Items from a data source
++++

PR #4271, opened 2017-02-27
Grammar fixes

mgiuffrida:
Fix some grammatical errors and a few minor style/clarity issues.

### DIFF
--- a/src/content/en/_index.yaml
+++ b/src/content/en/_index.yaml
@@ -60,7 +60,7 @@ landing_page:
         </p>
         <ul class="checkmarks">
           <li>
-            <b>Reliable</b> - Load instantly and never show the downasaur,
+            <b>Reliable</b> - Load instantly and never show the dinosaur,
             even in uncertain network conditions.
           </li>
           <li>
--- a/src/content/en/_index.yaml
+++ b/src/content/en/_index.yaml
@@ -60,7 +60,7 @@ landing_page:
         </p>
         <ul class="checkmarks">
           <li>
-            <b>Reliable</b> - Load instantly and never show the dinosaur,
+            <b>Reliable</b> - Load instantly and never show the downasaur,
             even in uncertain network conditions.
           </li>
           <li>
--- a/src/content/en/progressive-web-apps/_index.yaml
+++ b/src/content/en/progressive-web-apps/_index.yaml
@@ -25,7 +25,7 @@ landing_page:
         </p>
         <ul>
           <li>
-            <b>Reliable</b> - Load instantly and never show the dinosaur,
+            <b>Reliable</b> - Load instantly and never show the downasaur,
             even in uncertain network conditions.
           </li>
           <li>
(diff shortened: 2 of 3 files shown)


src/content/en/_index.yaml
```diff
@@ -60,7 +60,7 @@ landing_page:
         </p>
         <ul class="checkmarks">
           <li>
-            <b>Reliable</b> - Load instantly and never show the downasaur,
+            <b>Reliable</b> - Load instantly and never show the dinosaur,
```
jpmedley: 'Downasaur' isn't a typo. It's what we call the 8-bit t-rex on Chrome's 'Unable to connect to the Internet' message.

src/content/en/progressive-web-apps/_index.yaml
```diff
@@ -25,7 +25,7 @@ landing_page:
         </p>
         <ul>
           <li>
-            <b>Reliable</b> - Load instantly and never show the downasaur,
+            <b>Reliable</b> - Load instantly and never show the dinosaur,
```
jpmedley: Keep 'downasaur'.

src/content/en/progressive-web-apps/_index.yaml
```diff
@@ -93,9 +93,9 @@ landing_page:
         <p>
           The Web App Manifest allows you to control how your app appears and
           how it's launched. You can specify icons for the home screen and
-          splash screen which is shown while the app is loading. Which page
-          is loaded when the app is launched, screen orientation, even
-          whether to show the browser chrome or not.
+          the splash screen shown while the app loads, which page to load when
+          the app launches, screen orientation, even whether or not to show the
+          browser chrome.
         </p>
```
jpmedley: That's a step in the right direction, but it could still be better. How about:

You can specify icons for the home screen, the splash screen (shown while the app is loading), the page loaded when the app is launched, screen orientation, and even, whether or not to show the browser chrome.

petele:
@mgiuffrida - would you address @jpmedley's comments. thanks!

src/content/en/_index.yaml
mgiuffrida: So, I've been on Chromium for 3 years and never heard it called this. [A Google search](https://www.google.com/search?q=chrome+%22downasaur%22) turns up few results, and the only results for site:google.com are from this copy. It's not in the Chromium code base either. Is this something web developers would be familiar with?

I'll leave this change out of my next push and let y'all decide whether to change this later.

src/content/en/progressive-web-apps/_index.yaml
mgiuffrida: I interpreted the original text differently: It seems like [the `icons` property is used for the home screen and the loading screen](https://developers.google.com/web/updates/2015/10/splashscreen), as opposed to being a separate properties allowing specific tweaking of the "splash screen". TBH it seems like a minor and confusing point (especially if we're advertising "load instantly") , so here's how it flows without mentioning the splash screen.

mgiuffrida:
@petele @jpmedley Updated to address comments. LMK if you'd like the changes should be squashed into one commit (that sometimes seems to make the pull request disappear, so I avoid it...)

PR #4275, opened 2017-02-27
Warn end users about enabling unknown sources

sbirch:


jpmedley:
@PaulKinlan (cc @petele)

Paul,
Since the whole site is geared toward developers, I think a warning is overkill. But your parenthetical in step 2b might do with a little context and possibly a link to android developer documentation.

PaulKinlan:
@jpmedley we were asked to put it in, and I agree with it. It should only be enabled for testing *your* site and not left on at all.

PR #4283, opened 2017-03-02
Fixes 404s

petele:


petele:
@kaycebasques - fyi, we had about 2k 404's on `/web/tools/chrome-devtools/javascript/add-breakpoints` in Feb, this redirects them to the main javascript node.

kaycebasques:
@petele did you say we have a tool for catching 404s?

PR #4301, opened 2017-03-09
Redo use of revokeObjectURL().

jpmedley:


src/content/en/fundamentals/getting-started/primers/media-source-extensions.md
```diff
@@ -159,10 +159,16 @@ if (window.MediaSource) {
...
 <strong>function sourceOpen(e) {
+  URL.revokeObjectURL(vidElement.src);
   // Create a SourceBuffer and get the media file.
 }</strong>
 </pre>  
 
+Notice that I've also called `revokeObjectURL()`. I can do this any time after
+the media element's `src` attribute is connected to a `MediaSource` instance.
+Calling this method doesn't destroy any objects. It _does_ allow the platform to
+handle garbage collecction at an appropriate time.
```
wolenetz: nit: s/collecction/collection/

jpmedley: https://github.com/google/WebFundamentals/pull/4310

++++

The answer must consist of every line from the data that contains the word "specify".

> Your response:
           how it's launched. You can specify icons for the home screen and
You can specify icons for the home screen, the splash screen (shown while the app is loading), the page loaded when the app is launched, screen orientation, and even, whether or not to show the browser chrome.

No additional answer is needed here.